We need to understand that although education is the biggest single factor in state budgets, and is not inconsiderable in the federal, the kids are not the first priority for legislators. Even charitably assuming goodwill, politicians' priority is, of course, political . Given the complexities and time demands of educational dealmaking, if they don't get (re)elected, they will not get much of whatever good intentions they may have accomplished.21 Why is that so hard for educators to understand? Although nobody is against kids, other people's kids aren't number one for anybody, including our political masters.22 Which raises the disturbing question: To what extent has the politically-generated reform of the past decade been intended to improve learning, and to what extent has it been intended to harvest contributions and votes? Or even more apprehensively, one might ask if it was indeed a calculated measure to discredit public schools and revive interest in privatization?23
Although I think it's time to shift the blame for the twenty-first century's educational problems to politicians, that does not excuse those of us in the classroom from examining our own consciences. There are indeed a lot of teachers who bring the rest of us into disrepute, and what have we done about them? If the teacher next door is known to be ineffective, have you offered help? Even innocently sharing a method successfully tried in yesterday's class is better than nothing. There is such a thing as constructive teachers' lounge gossip, in which teachers offer colleagues ideas they found worked with a particular kid. Just letting your colleague know which parent gets results can lead to breakthroughs. There are thousands of ways teachers can help one another, and if we don't, we may be hurting them, their kids, and sooner or later, ourselves .
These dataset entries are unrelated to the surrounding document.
PR #3670, opened 2018-12-31
Example added to: CountWidget.tid

00SS:
Just a simple example added


00SS:
Thanks!
Changed it to use the much easier `<<wikitext-example-without-html>>` macro.
Should be all right now.

Jermolene:
Hi @00SS apologies can you retarget this PR to the tiddlywiki-com branch? Many thanks!

PR #3674, opened 2018-12-31
Add howto for changing highlight languages

dnebauer:
Add howto to the highlight plugin for changing the set of languages supported by the plugin. These instructions work for TW5 under nodejs -- I'm not sure which other TW configurations the instructions would work for, or whether additional information is required for other TW configurations.

These instructions are basically about downloading a custom highlight.js server (which involved selecting the languages to be supported), taking the `highlight.pack.js` file from the downloaded files, and using it to replace the `highlight.pack.js` file from the TW highlight plugin.


Jermolene:
Great stuff, thanks @dnebauer

PR #3682, opened 2019-01-04
Adding tv-pagetemplate variable

ibnishak:
User can define tv-pagetemplate as a global macro to list his own set of pagetemplates without overriding the core or defining multiple config tiddlers.

### DIFF
--- a/core/ui/PageTemplate.tid
+++ b/core/ui/PageTemplate.tid
@@ -27,7 +27,7 @@ tc-page-container tc-page-view-$(storyviewTitle)$ tc-language-$(languageTitle)$
 
 <$dropzone>
 
-<$list filter="[all[shadows+tiddlers]tag[$:/tags/PageTemplate]!has[draft.of]]" variable="listItem">
+<$list filter="[subfilter<tv-pagetemplate>] ~[all[shadows+tiddlers]tag[$:/tags/PageTemplate]!has[draft.of]]" variable="listItem">
 
 <$transclude tiddler=<<listItem>>/>
 


pmario:
I'm not sure, if this makes sense. You can create a theme to modify the default behaviour. Themes work like plugins and seem to be much cleaner for me. 

If the new variable is set, the whole documentation from tiddlywiki.com is not valid anymore. I think it's not obvious for users, while switching themes is a well known workflow.

pmario:
>Why can't such a mechanism co-exist with themes?

IMO it doesn't need to. ... Your theme can include the PageTemplate, that you suggested. So only those users, who want to use the mechanism need to take the overhead. 

If the variable is part of the core, it will be unused in 98% of the TWs. So it needs to do a full filter run, just to see, that the "else" path is the valid one. ... 

If your theme contains the modified PageTemplate, there is no need for the "else" path, since you are sure that the new content should be used. ... Everyone wins and it will be fast.

ibnishak:
You didn't respond to the major objective. Given that `$:/core/ii/PageTemplate` cannot be included in a theme, how would you solve separate sets of toolbar buttons for separate resolutions?

pmario:
I did a test with my [slant-01 theme](https://wikilabs.github.io/#theme-slant-01:GettingStarted%20theme-slant-01). It works perfectly well. Just include your own core/ui/PageTemplate into the theme and you can switch back and forth between your own settings and the default themes.

pmario:
The linked theme doesn't contain a PageTemplate, but I did test it with the same settings.

ibnishak:
You are right.

PR #3686, opened 2019-01-07
Fix typo, password -> username

kyrias:


00SS:
Good catch!

Jermolene:
Thanks @kyrias

PR #3689, opened 2019-01-09
Add en-US localization

benwebber:
I am working on a plugin that references the wiki language for internal localization. The idea is that switching the wiki language will also translate plugin strings.

I need to include a few US English variants in the plugin, so offering it in the drop-down menu would be very helpful.

I sourced the flag icon from [Wikimedia Commons](https://commons.wikimedia.org/wiki/File:Flag_of_the_United_States.svg).


Jermolene:
Hi @benwebber this is a great idea, many thanks.

PR #3696, opened 2019-01-15
Update TextWidget.tid

00SS:
Used Example display method of `<<wikitext-example-without-html>>` and added another example.


Jermolene:
Thanks @00SS

PR #3704, opened 2019-01-17
Improve command line logging

### LINKED ISSUE #3703: Improve command line logging
It is proposed to make the following improvements to the way that TW5 logs messages to the command line:

* Include a datestamp at the start of each log line
* Include a the process ID within logs from the server component
* Merge the server component messages `Serving on http://127.0.0.1:8080` and `(press ctrl-C to exit)` into a single line

```
2019-01-17T15:08:27.299Z [server:1323-451961067283] Serving on http://127.0.0.1:8080 (press ctrl-C to exit) 
2019-01-17T15:08:28.323Z [syncer-server-filesystem] Dispatching 'save' task: $:/StoryList 
2019-01-17T15:08:28.369Z [filesystem] Saved file /TiddlyWiki5/editions/tw5.com/tiddlers/$__StoryList.tid 
```

The motivation for some of these changes is to make easier to debug when TW5 is running within a proxy web server (e.g. Apache or Internet Information Services).

I'm open to suggestion for other improvements.

Jermolene:
To fix #3703

### DIFF
--- a/core/modules/commands/fetch.js
+++ b/core/modules/commands/fetch.js
@@ -120,7 +120,7 @@ Command.prototype.fetchFile = function(url,options,callback,redirectCount) {
 	        }
 	   	});
 	   	response.on("error",function(e) {
-			console.log("Error on GET request: " + e);
+			self.commander.log("Error on GET request: " + e);
 			callback(e);
 	   	});
 	});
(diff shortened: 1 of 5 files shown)


pmario:
@Jermolene -- Did you forget about this one and #3703

Jermolene:
Thanks @pmario I had indeed forgotten about this one. I've added it to #7856

Jermolene:
I've reverted this PR because it seems to be incomplete – for example, it sets a prefix for the logger, but doesn't actually use it. More fundamentally, it doesn't resolve two significant problems:

* That the commander.js uses a different logging mechanism than the syncer and the server
* That there is no way to turn off the colour codes (we should probably automatically turn them off when outputting to a file rather than an interactive terminal)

Second, we need to realize that we are soft targets: vote-seekers know that given the diversity of goals schoolpeople have shouldered, we will always be failing at something that can be exploited for political advantage . The first question for the politician is very much like the first question for the preacher: when confronted by a new idea or an old sin, the minister asks: Will it preach? The officeseeker asks if it will get votes‚ or at least garner the campaign contributions that will buy them.24 More happily, we should also realize that politics is an unusually forlorn profession and politicians are distinctly defeatable. Rare is the lawmaker who leaves office an unmitigated success, and most are removed involuntarily. Teachers should know that politicians are just like children: they'll do what we let them get by with .
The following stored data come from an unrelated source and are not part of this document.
Issue #3700, opened 2019-01-17
Draggable actions for draggable links


admls:
Hello everyone,

I'm just thinking the $link widget could take a couple extra attributes--startactions and endactions--to be triggered on drag events just like the $draggable widget has. They'd only get triggered if the draggable attribute is "on". It seems like a low overhead fix and would easily be backwards compatible.

Best wishes,
Adam

Issue #2563, opened 2016-08-29
Feature req: Drag'n drop transclusion


twMat:
Drag'n dropping a *title link*, e.g from sidebar list, into an editor adds the title there like `[[Foo bar]]`. Very nice.

I would like to be able to get it added as `{{Foo bar}}`, as an option. Perhaps by holding down a key during the dragging.

This would make reuse of tiddlers even simpler and seems to me like a shortcut for drag'n drop functionality (...or I'm just ignorant of how complex it would be to add `{{` around the title...).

So how can we stop them, or at least balance things? Clearly, public schooling is a public concern, not just a professional one . But just as clearly, our political masters have had little interest in what professionals say. There is at present no effective voice for teachers with the politicians, much less symmetry of power over our own jobs . Our institutions have failed us. The Department of Education's press releases often make the department seem like little more than the education wing of the party in power.25 Teacher unions, like much of organized labor, have suffered a highly successful assault on their credibility.26 And some of our own most prominent educational leaders have given us all a bloody nose by coercing their systems into cheating scams as idiotic as they were unprincipled.27 And given the penury that renders teachers themselves incapable of the one sure-fire way to influence candidates (hosting fundraising events), it is easy to despair. But perhaps a teacher version of asymmetric warfare might be more effective than anything we've tried thus far . Given the national disillusionment at the workings of the res publica, this election cycle might be precisely the moment for it .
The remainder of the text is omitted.